Arriva sempre il momento della stanchezza, anche per le band. Come agli atleti, pure ai musicisti capita di tirare un po’ il fiato, rilassare i muscoli, magari perché fiaccati da una lunga e faticosa successione belle prove artistiche. Ed ecco dunque che vengono fuori album come Valtari. Che proprio terribile non è, ma suona decisamente al di sotto degli standard dei Sigur Rós. Il fatto che con Ágætis byrjun (1999), () (2002), Takk (2005) e Með suð Í eyrum við spilum endalaust (2008) gli islandesi ci avessero abituato benissimo, certo non aiuta il giudizio complessivo su quest’ultima opera, ma tant’è. «Una valanga alla moviola»: così Jónsi e soci avevano descritto il full-lenght qualche mese fa in un’intervista. A giudicare dall’ascolto, alludevano probabilmente alla componente ambient, maggiore rispetto al recente passato. Ma se è vero che la dinamica è effettivamente in slow-motion, a latitare è l’impeto: le otto tracce di Valtari suonano scolastiche, manierate. Abili come pochi ad evocare l’estasi pànica, il “sentimento oceanico”, i quattro stavolta si fermano alla buccia, luccicante ed invitante come sempre: il frutto, però, è insapore, inodore, incolore.

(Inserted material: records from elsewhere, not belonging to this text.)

PR #3346, opened 2021-09-04
feat: add SnippetString

weirongxu:


typings/index.d.ts
```diff
@@ -7498,6 +7498,83 @@ declare module 'coc.nvim' {
...
+    );
+
+    /**
+     * Builder-function that appends the given string to
+     * the {@link SnippetString.value `value`} of this snippet string.
+     *
+     * @param string A value to append 'as given'. The string will be escaped.
+     * @return This snippet string.
+     */
+    appendText(string: string): SnippetString;
```
fannheyward, line 7532: Please remove `;` from the end, same as others in typings.

fannheyward (changes requested):

PR #3404, opened 2021-09-28
fix(snippets): shift range to left as far as possible

kevinhwang91:
coc can't obtain the changing byte event for buffer and use its
`getChange` function as a workaround. The function may get the wrong
range at some edge cases so that it makes `adjustTextEdit` work
unexpected.

Let me explain what issue I'm talking about. The column is 1-index at
the below assumption:

1. The raw text is `foo0bar1`, and then type `.` to trigger the completion menu, **the postfix candidate with an additional TextEdit.del** is showed and preselected;
2. After selecting the postfix candidate, the text line becomes `foo0bar1.foo = foo0bar1`;
3. After applying additional edit which deletes text range from column 1 to 9 meaning `foo0bar1.` from the head, the text line become `foo = foo0bar1` that is the final text;
4. But coc generate the changed range from column 4 to 12, the changed text is `0bar1.foo` instead of `foo0bar1.`;
5. `adjustTextEdit` function misunderstand the range;

### DIFF
--- a/src/__tests__/modules/completion.test.ts
+++ b/src/__tests__/modules/completion.test.ts
@@ -482,6 +482,34 @@ describe('completion TextChangedP', () => {
     expect(col).toBe(12)
   })
 
+  it('should fix cursor position and keep placeholder with snippet on additionalTextEdits', async () => {
+    let doc = await helper.createDocument()
+    let text = 'foo0bar1'
+    await nvim.setLine(text)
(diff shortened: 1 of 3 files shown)


fannheyward (approved):

chemzqm:
Seems we should fix `changes` created while apply edits https://github.com/neoclide/coc.nvim/blob/master/src/model/document.ts#L318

L’impressione complessiva è quella di un (tentato) ritorno alle origini. (), con le sue liquide sospensioni atmosferiche, sembra aver fatto da stella polare ed indicato la rotta, aiutato anche dall’intimismo lieve di Takk. Gli arrangiamenti, dunque, prediligono l’understatement, con sintetizzatori, loop, sample, pianoforti ed archi ad intessere delicate trame sonore sulle quali si levano i vocalizzi carichi di pathos del bandleader. Per quanto ben costruite, però, Ég anda, Ekki múkk e Rembihnútur (dal bel finale arioso) hanno la freschezza di b-side – di classe, ma pur sempre di b-side. Stavolta il mix di elettronica minimalista e sfumature classicheggianti non conquista: persino la straziante liturgia di Dauðalogn suona scontata, al pari della ninna nanna di Varðeldur o della tenera elegia di Fjögur píanó. L’unico sussulto, almeno sul piano del sound, lo regala Varúð, che sfodera un crescendo epico e marziale, ma anche qui la sensazione è di scarsa lucidità. Il soundscape abbozzato dalla title-track, poi, è un banale esercizio di stile post-ambient.

Il sesto lavoro di studio della formazione di Reykjavík è un’opera bloccata, quasi ossessionata nel suo tentativo di suggerire un’estasi che, proprio perché chiamata a gran voce, non può arrivare. Inutile dire che un giudizio negativo su un album non cancella quanto di buono Jónsi & co. hanno fatto nel corso di un quindicennio, tuttavia Valtari è un piccolo campanello d’allarme, da non sottovalutare.